17 defendants were named in the lawsuit: all 15 county recorders, the State of Arizona, Secretary of State Katie Hobbs.

In their initial complaint totaling nearly 60 pages, the AZGOP claimed that Hobbs prevented enforcement mechanisms for valid signature verification by not adding those procedures to the Election Procedures Manual (EPM). Additionally, the party claimed that Hobbs lacked legal authority to implement drop box voting.

The AZGOP insisted that Hobbs’ actions were only possible due to a “longstanding deviation” from election procedures outlined in the Arizona Constitution. According to the party, Arizona’s no-excuse, mail-in voting system violates the constitution because several provisions direct voting to take place at the polls.

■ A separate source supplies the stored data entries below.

PR #1230, opened 2022-11-14
Feature/whole file memmap

braingram:
Instead of memmaping each array (which consumes one open file descriptor per array) this PR will memmap the entire file (when enabled) and provide the mmap.mmap to each array.

This has the added benefit of greatly increasing open speed for files with a large number of arrays. For example the current jwst ifupost nirspec reference file has 240 arrays. With this PR (on my machine) open takes ~1.5 seconds compared to ~7 without this PR.

~I'm opening this as draft to run the downstream tests.~

### DIFF
--- a/asdf/asdf.py
+++ b/asdf/asdf.py
@@ -1210,6 +1210,10 @@ class AsdfFile:
 
             self.blocks.finish_reading_internal_blocks()
 
+            # flush all pending memmap writes
+            if hasattr(fd, "_mmap"):
+                fd._mmap.flush()
+
             self._pre_write(fd, all_array_storage, all_array_compression, compression_kwargs=compression_kwargs)
 
             try:
@@ -1220,6 +1224,11 @@ class AsdfFile:
                     # write out in a serial fashion.
                     self._serial_write(fd, pad_blocks, include_block_index)
                     fd.truncate()
+                    # if we have memmapped data close the memmap so it will
+                    # regenerate
+                    if hasattr(fd, "_mmap"):
+                        fd._mmap.close()
+                        del fd._mmap
                     return
 
                 # Estimate how big the tree will be on disk by writing the
@@ -1243,6 +1252,11 @@ class AsdfFile:
                     # write out in a serial fashion.
                     self._serial_write(fd, pad_blocks, include_block_index)
                     fd.truncate()
+                    # if we have memmapped data close the memmap so it will
+                    # regenerate
+                    if hasattr(fd, "_mmap"):
+                        fd._mmap.close()
+                        del fd._mmap
                     return
 
                 fd.seek(0)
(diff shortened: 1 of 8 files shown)


asdf/asdf.py
```diff
@@ -1243,13 +1250,19 @@ def update(
...
                     return
 
                 fd.seek(0)
                 self._random_write(fd, pad_blocks, include_block_index)
                 fd.flush()
             finally:
                 self._post_write(fd)
+            # close memmaps so they will regenerate
+            if fd.can_memmap():
+                fd.close_memmap()
```
WilliamJamieson, line 1265: Should this be under the `finally`?

braingram: That is a much better way to do it. I'll make that change.

WilliamJamieson: Hopefully that will work. It is nice because it puts it cleanly into the context manager framework being used in that case.

asdf/block.py
```diff
@@ -1224,16 +1223,6 @@ def data(self):
...
-        if self._memmapped and self._data is not None:
-            if NUMPY_LT_1_7:  # pragma: no cover
-                try:
-                    self._data.flush()
-                except ValueError:
-                    pass
-            else:
-                self._data.flush()
-            if self._data._mmap is not None:
-                self._data._mmap.close()
```
WilliamJamieson, line 1236: Nice, we should try to find more of these bits left over from supporting old versions of dependencies and remove them.

asdf/generic_io.py
```diff
@@ -615,6 +616,19 @@ def memmap_array(self, offset, size):
...
+        """
+        raise NotImplementedError()
+
+    def flush_memmap(self):
+        """
+        Flush any pending writes to the memmapped file (if one was mapped with
+        memmap_array)
+        """
+        raise NotImplementedError()
+
```
WilliamJamieson, line 631: Could you add an error message here describing that this should be implemented if needed.

Also, do we need these implemented by all the child classes?

WilliamJamieson (approved):
Overall these changes look great.

asdf/generic_io.py
braingram: I added a rather generic error message to these (and the NotImplementedError in memmap_array). Improvements to the wording are appreciated.

I believe all of the calls to memmap_array, flush_memmap and close_memmap are within conditional blocks that check can_memmap. RealFile is the only subclass that returns True for can_memmap (I'm not sure if others would be possible) and RealFile has all of these implemented. I want to say a mixin might make sense here but I am open to suggestions.

WilliamJamieson: I dislike mixins in general. I was more asking in case all the subclasses where implementing their own version in which case we would want this to be an abc method which is required to be implemented by the subclasses rather than having the error message.

perrygreenfield (approved):
LGTM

“Stated simply, Arizona’s ‘early voting’ statutes — which provide for the ‘absentee’ or ‘no-excuse mail-in’ voting — violate the Arizona Constitution, in whole or in part,” claimed the lawsuit. “[I]n-person voting at the polls on a fixed date is the only constitutionally permissible manner of voting.”

The AZGOP requested that the judge compel Hobbs to include the signature verification guide in the EPM, remove mentions of the drop box in the EPM, and cease enforcement of absentee voting laws.

However, should the courts decide that no-excuse, mail-in voting doesn’t violate the state constitution, the AZGOP requested a definitive explanation as to how the constitution permits absentee voting.